LIV Golf League playoff record (1–2)

| No. | Year | Tournament | Opponent | Result |
|---|---|---|---|---|
| 1 | 2023 | LIV Golf Singapore | ESP Sergio García | Won with birdie on first extra hole |
| 2 | 2023 | LIV Golf Jeddah | USA Brooks Koepka | Lost to birdie on second extra hole |
| 3 | 2026 | LIV Golf Korea | CHL Joaquín Niemann | Lost to birdie on first extra hole |

==Results in major championships==
Results not in chronological order in 2020.

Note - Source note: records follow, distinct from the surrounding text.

PR #241, opened 2020-08-12
[HardwareConfiguration] Adding error handling in rescaling dialog

yaminahq:
Adds error handling for when Notebook API calls fail:
 - If  fails, the instance will be started and the user will be shown the error and the current state of their hardware configuration:
  - https://screencast.googleplex.com/cast/NjMzNzE5NDM3NTUxMjA2NHxiZjc3OGMwZC0wZg
 - If starting the machine fails, the user will be stuck on a dialog asking them to start their machine on the cloud console: 
  - https://screencast.googleplex.com/cast/NTEzMjgxNjg5MzM0NTc5MnxhNGRlMDBiOC1hYw

We can decide on the styling we want for the dialog contents and update it in a different PR

### DIFF
--- a/jupyterlab_gcedetails/src/components/hardware_configuration_dialog.tsx
+++ b/jupyterlab_gcedetails/src/components/hardware_configuration_dialog.tsx
@@ -18,7 +18,7 @@ import { Dialog } from '@material-ui/core';
 import * as React from 'react';
 import { HardwareScalingForm } from './hardware_scaling_form';
 import { HardwareScalingStatus } from './hardware_scaling_status';
-import { NotebooksService } from '../service/notebooks_service';
+import { NotebooksService, Instance } from '../service/notebooks_service';
 import {
   HardwareConfiguration,
   Details,
@@ -27,12 +27,27 @@ import {
 import { ConfirmationPage } from './confirmation_page';
 import { ServerWrapper } from './server_wrapper';
 import { DetailsDialogBody } from './details_dialog_body';
+import { ErrorPage } from './error_page';
 
 enum View {
   DETAILS,
   FORM,
   CONFIRMATION,
   STATUS,
+  ERROR,
+}
+
+export enum ErrorType {
+  STOP = 'Stop',
+  RESHAPING = 'Reshape',
+  START = 'Start',
+  REFRESH = 'Refresh',
+}
+
+export interface ConfigurationError {
+  errorType: ErrorType;
+  errorValue: any;
+  instanceDetails?: Instance;
 }
 
 interface Props {
@@ -48,15 +63,16 @@ interface Props {
 interface State {
   view: View;
   hardwareConfiguration: HardwareConfiguration;
+  error: ConfigurationError;
 }
 
-/** Funtional Component for a common dialog interface with cancel and submit buttons. */
 export class HardwareConfigurationDialog extends React.Component<Props, State> {
   constructor(props: Props) {
     super(props);
     this.state = {
       view: View.DETAILS,
       hardwareConfiguration: null,
+      error: null,
     };
   }
 
@@ -64,6 +80,20 @@ export class HardwareConfigurationDialog extends React.Component<Props, State> {
     const { open } = this.props;
 
     return <Dialog open={open}>{this.getDisplay()}</Dialog>;
+  }
+
+  private onError(
+    errorValue,
+    errorType: ErrorType,
+    instanceDetails?: Instance
+  ) {
+    this.setState({
+      error: {
+        errorValue,
+        errorType,
+        instanceDetails,
+      },
+    });
   }
 
   private getDisplay() {
@@ -75,7 +105,7 @@ export class HardwareConfigurationDialog extends React.Component<Props, State> {
       detailsServer,
       receivedError,
     } = this.props;
-    const { view, hardwareConfiguration } = this.state;
+    const { view, hardwareConfiguration, error } = this.state;
 
     switch (view) {
       case View.DETAILS:
@@ -104,6 +134,7 @@ export class HardwareConfigurationDialog extends React.Component<Props, State> {
             details={details}
           />
         );
+
       case View.CONFIRMATION:
         return (
           <ConfirmationPage
@@ -119,6 +150,7 @@ export class HardwareConfigurationDialog extends React.Component<Props, State> {
             }}
           />
         );
+
       case View.STATUS:
         return (
           <HardwareScalingStatus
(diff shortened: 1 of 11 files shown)


jupyterlab_gcedetails/src/components/hardware_scaling_status.tsx
```diff
@@ -105,46 +112,101 @@ export class HardwareScalingStatus extends React.Component<Props, State> {
     window.addEventListener('beforeunload', this.preventPageClose);
   }
 
-  async componentDidUpdate() {
-    const { hardwareConfiguration, notebookService, onCompletion } = this.props;
-    const { machineType, gpuType, gpuCount, attachGpu } = hardwareConfiguration;
+  async componentDidUpdate(prevProps, prevState) {
```
prodonjs, line 115: This method has gotten pretty large and it's starting to feel like maybe we need to refactor to avoid conflating the two concerns of managing the state transitions from one operation to the next with the UX presentation of the current state. We can discuss in our standup.

jupyterlab_gcedetails/src/components/hardware_configuration_dialog.tsx
```diff
@@ -127,8 +159,19 @@ export class HardwareConfigurationDialog extends React.Component<Props, State> {
             notebookService={notebookService}
             onCompletion={onCompletion}
             detailsServer={detailsServer}
+            onError={(err, errorType, instanceDetails?) =>
```
prodonjs, line 162: I'm a bit confused why there are two callbacks passed in that both seem to pertain to error handling. Could the `onError` callback serve both purposes?

jupyterlab_gcedetails/src/components/hardware_scaling_status.tsx
```diff
@@ -105,46 +112,101 @@ export class HardwareScalingStatus extends React.Component<Props, State> {
...
-    try {
-      switch (this.state.status) {
-        case Status['Stopping Instance']:
-          await notebookService.stop();
-          this.setState({ status: Status['Reshaping Instance'] });
+    if (prevState.status !== status) {
+      switch (status) {
+        case Status['Stopping Instance']: {
+          try {
+            const stopResult = (await notebookService.stop()) as Instance;
```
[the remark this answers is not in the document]
yaminahq: I put it in just to make it clear that the result of the API call is used as an Instance type object in the rest of the code but its not needed - I can remove it.

jupyterlab_gcedetails/src/components/hardware_configuration_dialog.tsx
yaminahq: The onError callback stores the error that was experienced in the state of the hardware scaling dialog. The showPage callback changes the view of the hardware scaling dialog to be the error page rather than the scaling status page. I have these separated because specifically if an error occurs while setting the machineType/accelerator we want to save the error in the state variable so we can pass it to the error page later but we don't want to show the error page until the start operation has been attempted. I thought it was more modular this way but I can also wrap these two functionalities into one callback that checks what type of error was received and doesn't change the hardware scaling dialog view if the error occurred while setting the machineType/accelerator to make it more concise if that's the better approach?

jupyterlab_gcedetails/src/components/hardware_scaling_status.tsx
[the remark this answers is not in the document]
prodonjs: Yeah, in general if the type can be inferred from the method's return type, it's not common to do an explicit cast or explicit type annotation on the declaration.

jupyterlab_gcedetails/src/components/hardware_configuration_dialog.tsx
prodonjs: I think this goes along with other comment about the HardwareScalingStatus component being responsible for both the operation and its display. The strange part for me is that the child component is bubbling up a status with the `onError` callback, but also being responsible for knowing when to change its parents state by calling `showErrorPage`. It seems like the parent component should be responsible for knowing when to transition states like it does for the other dialog states.

yaminahq: Maybe it would fair better to move some of the logic in the scaling status component into the dialog component so the scaling status page is just updating the view based on the status of the dialog? We can talk more about this in our meeting

jupyterlab_gcedetails/src/components/hardware_scaling_status.tsx
yaminahq: I've resolved this for the time being by handling displaying the error page in the hardware scaling status component rather than the dialog. I've also cleaned up the code a bit by using methods to make it clear what is going on in each case of this method. In a future PR I think we should consider moving towards using a state management system like redux as we discussed in our meeting to separate state management and UX concerns.

jupyterlab_gcedetails/src/components/hardware_scaling_status.tsx
```diff
@@ -215,15 +262,21 @@ export class HardwareScalingStatus extends React.Component<Props, State> {
   }
 
   render() {
-    const { status } = this.state;
-    const progressValue = (status / 4) * 100;
+    const { status, error, instanceDetails } = this.state;
+    const progressValue = (status / 6) * 100;
```
prodonjs, line 266: This is actually not a constant right? If a user isn't modifying the machine type or the GPU, this might be 1 less step? Or is that a subsequent change?

jupyterlab_gcedetails/src/components/hardware_scaling_status.tsx
```diff
@@ -215,15 +262,21 @@ export class HardwareScalingStatus extends React.Component<Props, State> {
...
+        onDialogClose={onDialogClose}
+        error={error}
+        instanceDetails={instanceDetails}
+      />
+    ) : (
       <div className={flexContainer}>
         <h3 className={heading}>{Status[status]}</h3>
         <p className={paragraph}>{statusInfo[status]}</p>
-        {status === 4 || status === 5 ? (
+        {status === 6 ? (
```
prodonjs, line 279: Can we refer to the Status by it's Enum value (`Status['Complete']` I believe)? Otherwise, it sort of defeats the purpose of using enums as named constants.

jupyterlab_gcedetails/src/components/hardware_scaling_status.tsx
yaminahq: Yeah this is not necessarily a constant if a user doesn't attach a GPU then that step will be skipped. But because the number corresponding to the Status['Complete'] is 6, the animation always works out with the complete step showing the progress bar as full. For this reason I didn't compute this value specifically for each case. But i can update it to include the case in which the attachGpu step is skipped.

prodonjs: No need to add that now since we expect additional changes as part of the refactoring.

| Tournament | 2017 | 2018 |
|---|---|---|
| Masters Tournament |  |  |
| U.S. Open | 66 |  |
| The Open Championship |  |  |
| PGA Championship |  |  |

| Tournament | 2019 | 2020 | 2021 | 2022 | 2023 | 2024 |
|---|---|---|---|---|---|---|
| Masters Tournament |  |  |  | T14 | T34 |  |
| PGA Championship |  | CUT | T44 | T20 | CUT | T60 |
| U.S. Open |  |  |  | CUT |  |  |
| The Open Championship |  | NT | T33 | T34 | CUT |  |

CUT = missed the half-way cut

"T" = tied

NT = No tournament due to COVID-19 pandemic

==Results in The Players Championship==

| Tournament | 2019 | 2020 | 2021 | 2022 |
|---|---|---|---|---|
| The Players Championship | CUT | C | T5 | CUT |

CUT = missed the halfway cut

"T" indicates a tie for a place

C = Canceled after the first round due to the COVID-19 pandemic

==Results in World Golf Championships==

| Tournament | 2021 | 2022 |
|---|---|---|
| Championship |  |  |
| Match Play | T56 | T18 |
| Invitational |  |  |
| Champions | NT^{1} | NT^{1} |

^{1}Canceled due to COVID-19 pandemic

"T" = Tied

NT = No tournament

Note that the Championship and Invitational were discontinued from 2022.